Presumed file structure

stargan2	root
├ _in	input data for processing
├ _out	generation output (sequences & videos)
├ data	datasets for training
│ └ afhq	[example] some dataset
│ ├ cats	[example] images for training
│ │ └ test	[example] images for validation
│ ├ dogs	[example] images for training
│ │ └ test	[example] images for validation
│ └ ⋯
├ models	trained models for inference/processing
│ └ afhq-256-5-100.pkl	[example] trained model file
├ src	source code
└ train	training folders
└ afhq..	[example] auto-created training folder

Training

Prepare your multi-domain dataset as shown above. Main directory should contain folders with images of different domains (e.g. cats, dogs, ..); every such folder must contain test subfolder with validation subset. Such structure allows easy data recombination for experiments. The images may be of any sizes (they'll be randomly cropped during training), but not smaller than img_size specified for training (default is 256).
Train StarGAN2 on the prepared dataset (e.g. afhq):

 python src/train.py --data_dir data/afhq --model_dir train/afhq --img_size 256 --batch 8

This will run training process, according to the settings in src/train.py (check and explore those!). Models are saved under train/afhq and named as dataset-size-domaincount-kimgs, e.g. afhq-256-5-100.ckpt (required for resuming).

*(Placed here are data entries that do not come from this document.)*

Issue #215, opened 2020-08-19
Smoke test for ElastiCache CacheSubnetGroup


kumargauravsharma:
**Is your feature request related to a problem?**
Test to verify create, delete CacheSubnetGroup using ACK for ElastiCache.

**Describe the solution you'd like**
Automated test (similar to smoke tests available at: https://github.com/aws/aws-controllers-k8s/blob/main/test/e2e/) which: 
* Creates CacheSubnetGroup using ACK for ElastiCache
* Verifies create using aws cli
* Deletes CacheSubnetGroup using ACK for ElastiCache
* Verifies delete using aws cli

**Describe alternatives you've considered**
A description of any alternative solutions or features you've considered.

PR #216, opened 2020-08-19
generator config and smoke test for ElastiCache CacheSubnetGroup #215

kumargauravsharma:
Issue #215 

Description of changes: generator config and smoke test for ElastiCache CacheSubnetGroup 

### DIFF
--- a/test/e2e/elasticache/cache_subnet_group/smoke.sh
+++ b/test/e2e/elasticache/cache_subnet_group/smoke.sh
@@ -1,7 +1,7 @@
 #!/usr/bin/env bash
 
 THIS_DIR="$( cd "$( dirname "${BASH_SOURCE[0]}" )" >/dev/null 2>&1 && pwd )"
-ROOT_DIR="$THIS_DIR/../../.."
+ROOT_DIR="$THIS_DIR/../../../.."
 SCRIPTS_DIR="$ROOT_DIR/scripts"
 
 source "$SCRIPTS_DIR/lib/common.sh"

Resume training on the same dataset from the iteration 50 (thousands), presuming there's corresponding complete 3-models set (with nets and optims) in train/afhq:

 python src/train.py --data_dir data/afhq --model_dir train/afhq --img_size 256 --batch 8 --resume 50

Make an averaged model (only for generation) from the directory of those, e.g. train/select:

 python src/swa.py -i train/select

Few personal findings

Batch size is crucial for this network! Official settings are batch=8 for size 256, if you have large GPU RAM. One can fit batch 3 or 4 on 11gb GPU; those results are interesting, but less impressive. Batches of 2 or 1 are for the brave only.. Size is better kept as 256; the network has auto-scaling layer count, but I didn't manage to get comparable results for size 512 with batches up to 7 (max for 32gb).
Model weights may seriously oscillate during training, especially for small batches (typical for Cycle- or Star- GANs), so it's better to save models frequently (there may be jewels). The best selected models can be mixed together with swa.py script for better stability. By default, Generator network is saved every 1000 iterations, and the full set - every 5000 iterations. 100k iterations (few days on a single GPU) may be enough; 200-250k would give pretty nice overfit.
Lambda coefficients lambda_ds (diversity), lambda_cyc (reconstruction) and lambda_sty (style) may be increased for smaller batches, especially if the goal is stylization, rather than photo-realistic transformation. The videos above, for instance, were made with these lambdas equal 3. The reference-based generation is nearly lost with such settings, but latent-based one can make nice art.
The order of domains in the training set matters a lot! I usually put some photos first (as it will be the main source imagery), and the closest to photoreal as second; but other approaches may go well too (and your mileage may vary).
I particularly love this network for its' failures. Even the flawed results (when the batches are small, the lambdas are wrong, etc.) are usually highly expressive and "inventive", just the kind of "AI own art", which is so spoken about. Experimenting with such aesthetics is a great fun.

Generation

Transform image test.jpg with AFHQ model (can be downloaded here):

python src/test.py --source test.jpg --model models/100000_nets_ema.ckpt

This will produce 3 images (one per trained domain in the model) in the _out directory.
If source is a directory, every image in it will be processed accordingly.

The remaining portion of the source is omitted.